PR #1423, opened 2022-09-22
Clic assertions and necessary infrastructure updates

silabs-hfegran:

Includes: 
- clic assertions (some minor work and bugfixes remains - some are pending rtl fixes for completion)
- uvm clic interrupt agent
- infrastructure updates to support clic agent in sim

Lacks:
- ISS setup for CLIC (lack of documentation for old interface, awaiting ImperasDV update)
- Full core_v_dv support (notably interrupt handler code and constraints for edge case instructions (e.g. mscratchcs* accesses not defined for anything but CSRRW)

### DIFF
--- a/cv32e40s/tb/uvmt/uvmt_cv32e40s_clic_interrupt_assert.sv
+++ b/cv32e40s/tb/uvmt/uvmt_cv32e40s_clic_interrupt_assert.sv
@@ -208,7 +208,7 @@ module uvmt_cv32e40s_clic_interrupt_assert
     ECALL_U_MODE        = 11'd8,
     ECALL_M_MODE        = 11'd11,
     INSTR_BUS_FAULT     = 11'd48,
-    INSTR_PARITY_FAULT  = 11'd49,
+    INSTR_PARITY_FAULT  = 11'd25,
     NMI_LOAD            = 11'd1024,
     NMI_STORE           = 11'd1025,
     NMI_LOAD_PARITY     = 11'd1026,
@@ -543,20 +543,23 @@ module uvmt_cv32e40s_clic_interrupt_assert
   logic is_invalid_instr_word;
   logic is_cause_nmi;
   logic is_cause_interrupt;
+  logic is_cause_instr_access_fault;
+  logic is_cause_instr_bus_fault;
   logic is_trap_exception;
   logic is_intr_ecall_ebreak;
   logic is_intr_exception;
 
-  assign is_load_bus_fault     = (rvfi_intr.cause == NMI_LOAD           && rvfi_intr.intr == 1 && rvfi_intr.interrupt == 1);
-  assign is_store_bus_fault    = (rvfi_intr.cause == NMI_STORE          && rvfi_intr.intr == 1 && rvfi_intr.interrupt == 1);
-  assign is_load_parity_fault  = (rvfi_intr.cause == NMI_LOAD_PARITY    && rvfi_intr.intr == 1 && rvfi_intr.interrupt == 1);
-  assign is_store_parity_fault = (rvfi_intr.cause == NMI_STORE_PARITY   && rvfi_intr.intr == 1 && rvfi_intr.interrupt == 1);
-  assign is_cause_nmi          = (rvfi_intr.cause inside { NMI_LOAD, NMI_STORE, NMI_LOAD_PARITY, NMI_STORE_PARITY })
-                                  && rvfi_intr.intr
-                                  && rvfi_intr.interrupt;
-  assign is_cause_interrupt    = !( rvfi_intr.cause inside {NMI_LOAD, NMI_STORE, NMI_LOAD_PARITY, NMI_STORE_PARITY})
-                                 && rvfi_intr.intr
-                                 && rvfi_intr.interrupt;
+  assign is_load_bus_fault           = (rvfi_intr.cause == NMI_LOAD           && rvfi_intr.intr == 1 && rvfi_intr.interrupt == 1);
+  assign is_store_bus_fault          = (rvfi_intr.cause == NMI_STORE          && rvfi_intr.intr == 1 && rvfi_intr.interrupt == 1);
+  assign is_load_parity_fault        = (rvfi_intr.cause == NMI_LOAD_PARITY    && rvfi_intr.intr == 1 && rvfi_intr.interrupt == 1);
+  assign is_store_parity_fault       = (rvfi_intr.cause == NMI_STORE_PARITY   && rvfi_intr.intr == 1 && rvfi_intr.interrupt == 1);
+  assign is_cause_instr_access_fault = (rvfi_intr.cause == INSTR_ACCESS_FAULT && rvfi_intr.intr == 1 && rvfi_intr.exception == 1);
+  assign is_cause_instr_bus_fault    = (rvfi_intr.cause == INSTR_BUS_FAULT    && rvfi_intr.intr == 1 && rvfi_intr.exception == 1);
+  assign is_cause_instr_parity_fault = (rvfi_intr.cause == INSTR_PARITY_FAULT && rvfi_intr.intr == 1 && rvfi_intr.exception == 1);
+
+  assign is_cause_nmi                = (rvfi_intr.cause inside { NMI_LOAD, NMI_STORE, NMI_LOAD_PARITY, NMI_STORE_PARITY }) && rvfi_intr.intr && rvfi_intr.interrupt;
+  assign is_cause_interrupt          = !(rvfi_intr.cause inside { NMI_LOAD, NMI_STORE, NMI_LOAD_PARITY, NMI_STORE_PARITY }) && rvfi_intr.intr && rvfi_intr.interrupt;
+
   assign is_interrupt_taken    = (rvfi_intr.intr == 1'b1 && rvfi_intr.interrupt == 1'b1);
 
   assign is_instr_access_fault = (rvfi_trap.exception_cause == INSTR_ACCESS_FAULT && rvfi_trap.exception == 1 && rvfi_trap.trap == 1);
@@ -928,7 +931,10 @@ module uvmt_cv32e40s_clic_interrupt_assert
         || rvfi_intr.exception
         || rvfi_trap.exception
         || is_cause_nmi
-        || !$stable(clic, @(posedge clk_i))
+        || $changed(clic, @(posedge clk_i))
+        || $changed(mstatus_fields.mie, @(posedge clk_i))
+        || $changed(mintthresh_fields.th, @(posedge clk_i))
+        || $changed(mintstatus_fields.mil, @(posedge clk_i))
                 )
       seq_irq_pend(1'b1)
       implies
@@ -1057,12 +1063,17 @@ module uvmt_cv32e40s_clic_interrupt_assert
             irq_ack
         ##1 rvfi_valid[->1]
       |->
-            rvfi_intr.intr
-         && rvfi_intr.interrupt
+            // all the following are rvfi_intr-based signals
+            is_cause_interrupt
       or
-            rvfi_trap.debug
+            is_cause_nmi
       or
-            rvfi_trap.exception;
+            is_cause_instr_access_fault
+      or
+            is_cause_instr_bus_fault
+      or
+            is_cause_instr_parity_fault
+      ;
     endproperty : p_every_ack_followed_by_rvfi_intr
 
     a_every_ack_followed_by_rvfi_intr: assert property (p_every_ack_followed_by_rvfi_intr)
--- a/cv32e40s/tb/uvmt/uvmt_cv32e40s_clic_interrupt_assert.sv
+++ b/cv32e40s/tb/uvmt/uvmt_cv32e40s_clic_interrupt_assert.sv
@@ -113,6 +113,7 @@ module uvmt_cv32e40s_clic_interrupt_assert
     input logic                       rvfi_dbg_mode,
     input logic [2:0]                 rvfi_dbg,
 
+    input logic                       wu_wfe,
     input logic                       core_sleep_o
   );
 
@@ -554,7 +555,7 @@ module uvmt_cv32e40s_clic_interrupt_assert
   logic is_intr_exception;
 
   logic is_wfe_wakeup_event;
-  assign is_wfe_wakeup_event = dut_wrap.cv32e40s_wrapper_i.wu_wfe_i; // TODO: pass through if
+  assign is_wfe_wakeup_event = wu_wfe;
 
   assign is_wfi_instr = is_instr(rvfi_insn, WFI);
   assign is_wfe_instr = is_instr(rvfi_insn, WFE);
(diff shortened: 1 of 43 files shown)


cv32e40s/tb/uvmt/uvmt_cv32e40s_clic_interrupt_assert.sv
```diff
@@ -0,0 +1,2687 @@
...
+    endproperty : p_mstatus_mpp_neq_mcause_mpp
+
+    property p_mstatus_mpie_neq_mcause_mpie;
+      mstatus_fields.mpie == mcause_fields.mpie;
+    endproperty : p_mstatus_mpie_neq_mcause_mpie
+
+    p_mpp: assert property (p_mstatus_mpp_neq_mcause_mpp);
+    p_mpie: assert property (p_mstatus_mpie_neq_mcause_mpie);
+
+    weird_csr_access_cover_1 : cover property (
```
silabs-hfegran, line 1572: note to self> This should have been removed

cv32e40s/tests/uvmt/compliance-tests/uvmt_cv32e40s_firmware_test.sv
```diff
@@ -116,6 +121,7 @@ task uvmt_cv32e40s_firmware_test_c::run_phase(uvm_phase phase);
 
    if ($test$plusargs("gen_irq_noise")) begin
     fork
+      clic_noise();
       irq_noise();
```
silabs-robin, line 125: Will both `clic_noise` and `irq_noise` always run simultaneously, regardless of config enables? Or will they get stopped by something else?

cv32e40s/tb/uvmt/uvmt_cv32e40s_constants.sv
```diff
@@ -18,6 +18,13 @@
 `ifndef __UVMT_CV32E40S_CONSTANTS_SV__
 `define __UVMT_CV32E40S_CONSTANTS_SV__
 
+   `ifdef SMCLIC_EN
+      parameter int SMCLIC = 1;
+   `else
+      parameter int SMCLIC = 0;
```
silabs-robin, line 24: Most other params in this file have a `CORE_PARAM_` prefix. It doesn't matter to me, but I am pointing it out in case it was accidentally omitted while actually having some significance worth preserving.

cv32e40s/tests/uvmt/compliance-tests/uvmt_cv32e40s_firmware_test.sv
silabs-hfegran: both run but have their outputs gated if not enabled, such as in lib/uvm_agents/uvma_interrupt/uvma_interrupt_drv.sv  <- e.g. gated by the cfg.enable - might be better to disable here for performance reasons, but I left both in to keep the changes as small as possible.

cv32e40s/tb/uvmt/uvmt_cv32e40s_clic_interrupt_assert.sv
```diff
@@ -0,0 +1,2687 @@
+//
+// Copyright 2020 OpenHW Group
```
silabs-robin, line 2:
```
// Copyright 2022 Silicon Labs
// Copyright 2022 OpenHW Group
```

cv32e40s/tb/uvmt/uvmt_cv32e40s_clic_interrupt_assert.sv
```diff
@@ -0,0 +1,2687 @@
...
+  import uvm_pkg::*;
+  import cv32e40s_pkg::*;
+  import uvma_rvfi_pkg::*;
+  #(
+    parameter int   SMCLIC          = 0,
+    parameter int   SMCLIC_ID_WIDTH = 5,
+    parameter int   NUM_IRQ         = 32
+  )(
+    input logic                       clk,
+    input logic                       clk_i,
```
silabs-robin, line 28: Could we have a comment (here or in the clocking block) stating which of these two clocks are the gated one?

cv32e40s/tb/uvmt/uvmt_cv32e40s_tb.sv
```diff
@@ -449,6 +455,96 @@ module uvmt_cv32e40s_tb;
...
+      .mie                 (cs_registers_i.mie_rdata),
+      .mnxti               (cs_registers_i.mnxti_rdata),
+      .mscratch            (cs_registers_i.mscratch_rdata),
+      .mscratchcsw         (cs_registers_i.mscratchcsw_rdata),
+      .mscratchcswl        (cs_registers_i.mscratchcswl_rdata),
+      .dcsr                (cs_registers_i.dcsr_rdata),
+
+      .rvfi_mepc_wdata     (rvfi_i.rvfi_csr_mepc_wdata),
+      .rvfi_mepc_wmask     (rvfi_i.rvfi_csr_mepc_wmask),
+      .rvfi_mepc_we        (rvfi_i.csr_mepc_we_i),
```
silabs-robin, line 484: This is not part of rvfi. What does it do that wmask doesn't?

silabs-hfegran: Should be removed, not used

cv32e40s/tb/uvmt/uvmt_cv32e40s_clic_interrupt_assert.sv
```diff
@@ -0,0 +1,2687 @@
...
+    logic [11:11] stepie;
+    logic [10:10] stopcount;
+    logic [9:9]   stoptime;
+    logic [8:6]   cause;
+    logic [5:5]   v;
+    logic [4:4]   mprven;
+    logic [3:3]   nmip;
+    logic [2:2]   step;
+    logic [1:0]   prv;
+  } dcsr_t;
```
silabs-robin, line 252: These definitions, and the exception codes etc, they could be quite useful to have in some shared support file.

cv32e40s/tb/uvmt/uvmt_cv32e40s_clic_interrupt_assert.sv
```diff
@@ -0,0 +1,2687 @@
...
+
+  generate
+  if (SMCLIC) begin : gen_clic_assertions
+
+    // ------------------------------------------------------------------------
+    // mintstatus.mil resets to 0
+    // ------------------------------------------------------------------------
+
+    property p_mintstatus_mil_reset_to_zero;
+      $rose(rst_ni) |-> mintstatus_fields.mil == '0; // TODO add bitwidth
```
silabs-robin, line 788: Could something happen to this register on the way from reset, via fetch_enable, and to the first retirement?

cv32e40s/tb/uvmt/uvmt_cv32e40s_clic_interrupt_assert.sv
```diff
@@ -0,0 +1,2687 @@
...
+         && (mapped_instr.opcode[1:0] != 2'b11)
+      or
+            is_dret_insn
+        ##1 rvfi_valid[->1]
+        ##0 rvfi_pc_rdata == ({$past(mtvec_fields.base_31_7), $past(mtvec_fields.base_6_2), 2'b00} + NMI_OFFSET)
+         && !rvfi_dbg_mode
+      or
+        //    rvfi_valid[->1]
+        ##0 rvfi_pc_rdata == debug_halt_addr
+         && rvfi_dbg_mode
```
silabs-robin, line 860: Could one expect `dpc == fifteenth...` here?

cv32e40s/tb/uvmt/uvmt_cv32e40s_clic_interrupt_assert.sv
```diff
@@ -0,0 +1,2687 @@
...
+        );
+    end
+
+    // ------------------------------------------------------------------------
+    // Enabled and pending interrupts should eventually be taken,
+    // assuming that the request is not retracted
+    // ------------------------------------------------------------------------
+
+    assign incr_data_obi = obi_data_req && obi_data_gnt && !obi_data_rvalid;
+    assign decr_data_obi = !(obi_data_req && obi_data_gnt) && obi_data_rvalid && (obi_data_in_flight > 0);
```
silabs-robin, line 908: Would it be safer to drop `&& (obi_data_in_flight > 0)`? That's a scenario that should not happen, so if it did then the havoc would uncover potential problems?

cv32e40s/tb/uvmt/uvmt_cv32e40s_clic_interrupt_assert.sv
```diff
@@ -0,0 +1,2687 @@
...
+
+
+    always @(posedge clk_i) begin
+      if (!rst_ni) begin
+        obi_data_in_flight <= 0;
+      end else begin
+        obi_data_in_flight <= obi_data_in_flight + incr_data_obi;
```
silabs-robin, line 915: Wouldn't this line always get ignored?

silabs-hfegran: deprecated code, shall remove

cv32e40s/tb/uvmt/uvmt_cv32e40s_clic_interrupt_assert.sv
```diff
@@ -0,0 +1,2687 @@
...
+        $sformatf("irq ack prerequisites not met and ack occurred"));
+
+    // ------------------------------------------------------------------------
+    // There should be no irq_ack on taken nmi
+    // ------------------------------------------------------------------------
+
+    property p_nmi_taken_no_ack;
+        irq_ack
+      |->
+        (rvfi_valid && !is_cause_nmi)[->1];
```
silabs-robin, line 1035: Wouldn't this always be true? On every cycle before `(rvfi_valid && !is_cause_nmi)` then the goto is true, and on the cycle of `(rvfi_valid && !is_cause_nmi)` (if any) then it is true because it found it (and it is not strong, afaik, so if it never finds it then no problem).

Should it be something like: `(rvfi_valid [->1])  ##0 !is_cause_nmi`?

cv32e40s/tb/uvmt/uvmt_cv32e40s_clic_interrupt_assert.sv
silabs-hfegran: Removed and resolved

cv32e40s/tb/uvmt/uvmt_cv32e40s_clic_interrupt_assert.sv
silabs-hfegran: Plan is to move this over to the common support logic (eventually, as time permits)

silabs-hfegran: Will fix this in a future PR

cv32e40s/tb/uvmt/uvmt_cv32e40s_clic_interrupt_assert.sv
silabs-hfegran: I believe that check should be in the debug assertions, not here.

cv32e40s/tb/uvmt/uvmt_cv32e40s_clic_interrupt_assert.sv
```diff
@@ -0,0 +1,2693 @@
...
+    else
+      `uvm_error(info_tag,
+        $sformatf("mscratchcswl value not as expected"));
+
+    // ------------------------------------------------------------------------
+    // Formal verification constraints
+    // Gated due to some simulators not ignoring restrict keyword
+    // ------------------------------------------------------------------------
+
+    `ifdef FORMAL
```
silabs-hfegran, line 2674: note to self - these should not be enabled by default for all runs, fix

cv32e40s/tb/uvmt/uvmt_cv32e40s_clic_interrupt_assert.sv
silabs-hfegran: Yes, interrupts could happen if the external clic presents a proper pending and enabled interrupt prior to first retirement,  the value would then no longer represent the reset value

cv32e40s/tb/uvmt/uvmt_cv32e40s_clic_interrupt_assert.sv
```diff
@@ -0,0 +1,2687 @@
...
+    end
+
+    always @* begin
+      obi_data_in_flight_n <= obi_data_in_flight - decr_data_obi + incr_data_obi;
+    end
+
+    localparam MAX_STALL_CYCLES = 20;
+
+    property p_obi_instr_max_load_stalls;
+      obi_instr_req && obi_instr_gnt |-> !obi_instr_rvalid [*0:MAX_STALL_CYCLES] ##1 obi_instr_rvalid;
```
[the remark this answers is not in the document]
silabs-hfegran: This property is only used for restrict/assume, and the case you mentioned above would constrain more than necessary. What needs to be changed though, is the inclusion of these assumes on a test-specific basis, and not globally.

lib/uvm_agents/uvma_clic/uvma_clic_macros.sv
```diff
@@ -0,0 +1,25 @@
+// Copyright 2020 OpenHW Group
+// Copyright 2020 Datum Technology Corporation
+// Copyright 2020 Silicon Labs, Inc.
```
silabs-robin, line 3: On several of these files:
```
// Copyright 2022 Silicon Labs, Inc.
// Copyright 2022 OpenHW Group
```

silabs-robin (approved):
I'm giving an early approval on this. My feedback has been addressed, so when the rest is ready there will most likely be nothing to object to. (Ping me if some new part needs special attention.)

silabs-hfegran:
added do not merge to ensure that I do not add overconstraining assumes globally - pending those fixes this should be more or less ready to go

cv32e40s/tb/uvmt/uvmt_cv32e40s_clic_interrupt_assert.sv
silabs-hfegran: This has been removed - comment in source code explains the reasoning behind the removal

lib/uvm_agents/uvma_clic/uvma_clic_drv.sv
```diff
@@ -215,17 +215,17 @@ endtask : deassert_irq
...
+      if (cntxt.vif.mon_cb.irq_ack && cfg.enabled) begin
          // Try to get the semaphore for the irq_id,
          // If we can't get it, then this irq is managed by assert_irq_until_ack and we will ignore this ack
          // Otherwise deassert the interrupt
          int unsigned irq_id;
 
          irq_id  = cntxt.vif.mon_cb.clic_irq_id_drv;
 
-         `uvm_info("IRQDRV", $sformatf("irq_ack_clear: ack for IRQ: %0d", irq_id), UVM_DEBUG);
+         `uvm_info("IRQDRV", $sformatf("irq_ack_clear: ack for IRQ: %0d", irq_id), UVM_LOW);
```
silabs-hfegran, line 226: this should not be included

cv32e40s/tb/uvmt/uvmt_cv32e40s_interrupt_assert.sv
```diff
@@ -332,6 +332,7 @@ module uvmt_cv32e40s_interrupt_assert
     else if (wb_stage_instr_valid_i) begin
       last_instr_rdata <= wb_stage_instr_rdata_i;
     end
+  end
```
silabs-robin, line 335: How is this possible, i see two `end` being added? This commit's diff of `*interrupt_assert.sv` shows 2 additions and they are just `end`s. Did it not compile before?

cv32e40s/tb/uvmt/uvmt_cv32e40s_tb.sv
```diff
@@ -699,15 +793,16 @@ module uvmt_cv32e40s_tb;
       .*
     );
 
-  bind cv32e40s_wrapper
-    uvmt_cv32e40s_support_logic_if support_logic_if (
 
-      .ctrl_fsm_o_i(core_i.controller_i.controller_fsm_i.ctrl_fsm_o),
-      .data_bus_req_i(obi_data_if_i.req),
-      .data_bus_gnt_i(obi_data_if_i.gnt),
+    bind cv32e40s_wrapper
```
silabs-robin, line 797: Maybe the support logic interface doesn't need to be "bound" anymore? Where it's instantiation lives seems less important. (But it doesn't have to be part of this PR, can be done later, as it isn't a "CLIC" issue.)

silabs-robin (approved):
I see no problems with the newest additions either.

:::::

* TO DO
The required output is the stretch of entries above from the line containing "-554,7 +555,7 @@ module uvmt_cv32e40s_clic_interrupt_assert" through the line containing "silabs-robin, line 125: Will", reproduced exactly.

* REPLY TO THE EXERCISE
@@ -554,7 +555,7 @@ module uvmt_cv32e40s_clic_interrupt_assert
   logic is_intr_exception;
 
   logic is_wfe_wakeup_event;
-  assign is_wfe_wakeup_event = dut_wrap.cv32e40s_wrapper_i.wu_wfe_i; // TODO: pass through if
+  assign is_wfe_wakeup_event = wu_wfe;
 
   assign is_wfi_instr = is_instr(rvfi_insn, WFI);
   assign is_wfe_instr = is_instr(rvfi_insn, WFE);
(diff shortened: 1 of 43 files shown)


cv32e40s/tb/uvmt/uvmt_cv32e40s_clic_interrupt_assert.sv
```diff
@@ -0,0 +1,2687 @@
...
+    endproperty : p_mstatus_mpp_neq_mcause_mpp
+
+    property p_mstatus_mpie_neq_mcause_mpie;
+      mstatus_fields.mpie == mcause_fields.mpie;
+    endproperty : p_mstatus_mpie_neq_mcause_mpie
+
+    p_mpp: assert property (p_mstatus_mpp_neq_mcause_mpp);
+    p_mpie: assert property (p_mstatus_mpie_neq_mcause_mpie);
+
+    weird_csr_access_cover_1 : cover property (
```
silabs-hfegran, line 1572: note to self> This should have been removed

cv32e40s/tests/uvmt/compliance-tests/uvmt_cv32e40s_firmware_test.sv
```diff
@@ -116,6 +121,7 @@ task uvmt_cv32e40s_firmware_test_c::run_phase(uvm_phase phase);
 
    if ($test$plusargs("gen_irq_noise")) begin
     fork
+      clic_noise();
       irq_noise();
```
silabs-robin, line 125: Will both `clic_noise` and `irq_noise` always run simultaneously, regardless of config enables? Or will they get stopped by something else?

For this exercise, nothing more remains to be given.